ISCA Archive Interspeech 2016
ISCA Archive Interspeech 2016

Context Adaptive Neural Network for Rapid Adaptation of Deep CNN Based Acoustic Models

Marc Delcroix, Keisuke Kinoshita, Atsunori Ogawa, Takuya Yoshioka, Dung T. Tran, Tomohiro Nakatani

Using auxiliary input features has been seen as one of the most effective ways to adapt deep neural network (DNN)-based acoustic models to speaker or environment. However, this approach has several limitations. It only performs compensation of the bias term of the hidden layer and therefore does not fully exploit the network capabilities.

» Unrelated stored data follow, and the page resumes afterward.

PR #693, opened 2025-05-22
Audio encoding: support custom `num_channels`

NicolasHug:
This PR adds a `num_channels` parameter to the audio encoder, which allows users to specify the number of channels of the **encoded** data (e.g. encode a stereo tensor into a mono file).

### DIFF
--- a/src/torchcodec/_core/Encoder.cpp
+++ b/src/torchcodec/_core/Encoder.cpp
@@ -55,6 +55,20 @@ void validateSampleRate(const AVCodec& avCodec, int sampleRate) {
       supportedRates.str());
 }
 
+void print_supported_channel_layouts(const AVCodec *codec) {
+    if (!codec->ch_layouts) {
+        printf("No specific channel layouts supported by this encoder.\n");
+        return;
+    }
+    const AVChannelLayout *layout = codec->ch_layouts;
+    while (layout->order != AV_CHANNEL_ORDER_UNSPEC) {
+        char layout_name[256];
+        av_channel_layout_describe(layout, layout_name, sizeof(layout_name));
+        printf("Supported channel layout: %s\n", layout_name);
+        layout++;
+    }
+}
+
 static const std::vector<AVSampleFormat> preferredFormatsOrder = {
     AV_SAMPLE_FMT_FLTP,
     AV_SAMPLE_FMT_FLT,
@@ -101,7 +115,8 @@ AudioEncoder::AudioEncoder(
     const torch::Tensor wf,
     int sampleRate,
     std::string_view fileName,
-    std::optional<int64_t> bitRate)
+    std::optional<int64_t> bitRate,
+    std::optional<int64_t> numChannels)
     : wf_(validateWf(wf)) {
   setFFmpegLogLevel();
   AVFormatContext* avFormatContext = nullptr;
@@ -121,7 +136,7 @@ AudioEncoder::AudioEncoder(
       "avio_open failed: ",
       getFFMPEGErrorStringFromErrorCode(status));
 
-  initializeEncoder(sampleRate, bitRate);
+  initializeEncoder(sampleRate, bitRate, numChannels);
 }
 
 AudioEncoder::AudioEncoder(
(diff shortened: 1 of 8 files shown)


src/torchcodec/encoders/_audio_encoder.py
```diff
@@ -31,23 +31,27 @@ def to_file(
...
         *,
         bit_rate: Optional[int] = None,
+        num_channels: Optional[int] = None,
     ) -> Tensor:
         return _core.encode_audio_to_tensor(
             wf=self._samples,
             sample_rate=self._sample_rate,
             format=format,
             bit_rate=bit_rate,
+            num_channels=num_channels,
```
NicolasHug, line 56: There are no tests for the public API right now. I will soon migrate most of the existing encoder ops tests into testing the public Python APIs.

src/torchcodec/_core/Encoder.h
```diff
@@ -44,6 +50,9 @@ class AudioEncoder {
   UniqueAVCodecContext avCodecContext_;
   int streamIndex_;
   UniqueSwrContext swrContext_;
+  // TODO-ENCODING: desiredNumChannels should just be part of an options struct,
+  // see other TODO above.
+  int desiredNumChannels_ = -1;
 
   const torch::Tensor wf_;
```
scotts, line 57: I think a comment here that `wf` stands for "wave form", and it's the original audio data passed to us by the user would be helpful. I know this is not directly related to the changes in this PR, but I keep having to remind myself of this fact.

src/torchcodec/_core/Encoder.cpp
```diff
@@ -228,7 +233,7 @@ void AudioEncoder::encode() {
   avFrame->format = AV_SAMPLE_FMT_FLTP;
   avFrame->sample_rate = avCodecContext_->sample_rate;
   avFrame->pts = 0;
-  setChannelLayout(avFrame, avCodecContext_);
+  setDefaultChannelLayout(avFrame, static_cast<int>(wf_.sizes()[0]));
```
scotts, line 236: I had to think about this for a few moments to convince myself it's correct, so it may be worth putting in a comment: the _default_ channel layout should be the channel layout of the provided waveform.

src/torchcodec/_core/Encoder.h
NicolasHug: I have a TODO somewhere to rename `wf` to `samples`, like in our Python API. That should make it more obvious

src/torchcodec/_core/FFMPEGCommon.cpp
```diff
@@ -88,21 +88,67 @@ void setDefaultChannelLayout(
...
+    // If we can't validate, we must assume it'll be fine. If not, FFmpeg will
+    // eventually raise.
+    return;
+  }
+  for (auto i = 0; avCodec.ch_layouts[i].order != AV_CHANNEL_ORDER_UNSPEC;
+       ++i) {
+    if (numChannels == avCodec.ch_layouts[i].nb_channels) {
+      return;
+    }
+  }
```
scotts, line 115: A comment here saying that we've now entered the error path might be helpful - I think this is less obvious because we're in an `#if` block.

src/torchcodec/_core/FFMPEGCommon.cpp
```diff
@@ -88,21 +88,67 @@ void setDefaultChannelLayout(
...
+}
 
+void validateNumChannels(const AVCodec& avCodec, int numChannels) {
+#if LIBAVFILTER_VERSION_MAJOR > 7 // FFmpeg > 4
+  if (avCodec.ch_layouts == nullptr) {
+    // If we can't validate, we must assume it'll be fine. If not, FFmpeg will
+    // eventually raise.
+    return;
+  }
+  for (auto i = 0; avCodec.ch_layouts[i].order != AV_CHANNEL_ORDER_UNSPEC;
```
scotts, line 110: I'm not sure that this is correct. I think it will often work, but [the docs say](https://ffmpeg.org/doxygen/6.1/structAVCodec.html#a710e3bd3081124ef3364b0c520379dd8) that `ch_layouts` is:
> Array of supported channel layouts, terminated with a zeroed layout.

That does imply that the terminating struct will have `AV_CHANNEL_ORDER_UNSPEC` for its order because that corresponds to 0 in the `AVChannelOrder` enum, but I think that's also a valid order for a real layout.

I think it may be safer to say `avCodec.ch_layouts[i] != AVChannelLayout{0}`. That's also not obvious, so we could define `const auto emptyAVChannelLayout = AVChannelLayout{0}` and use that in the comparison.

Moreover, it may not be well suited for certain types of architectures such as convolutional neural networks (CNNs) because the auxiliary features have different time-frequency structures from speech features. This paper resolves these problems by extending the recently proposed context adaptive DNN (CA-DNN) framework to CNN architectures. A CA-DNN is a DNN with one or several layers factorized in sub-layers associated with an acoustic context class representing speaker or environment. The output of the factorized layer is obtained as the weighted sum of the contributions of each sub-layer, weighted by acoustic context weights that are derived from auxiliary features such as i-vectors. Importantly, a CA-DNN can compensate both bias and weight matrices. In this paper, we investigate the use of CA-DNN for deep CNN-based architectures. We demonstrate consistent performance gains for utterance level rapid adaptation on the AURORA4 task over a strong network-in-network based deep CNN architecture.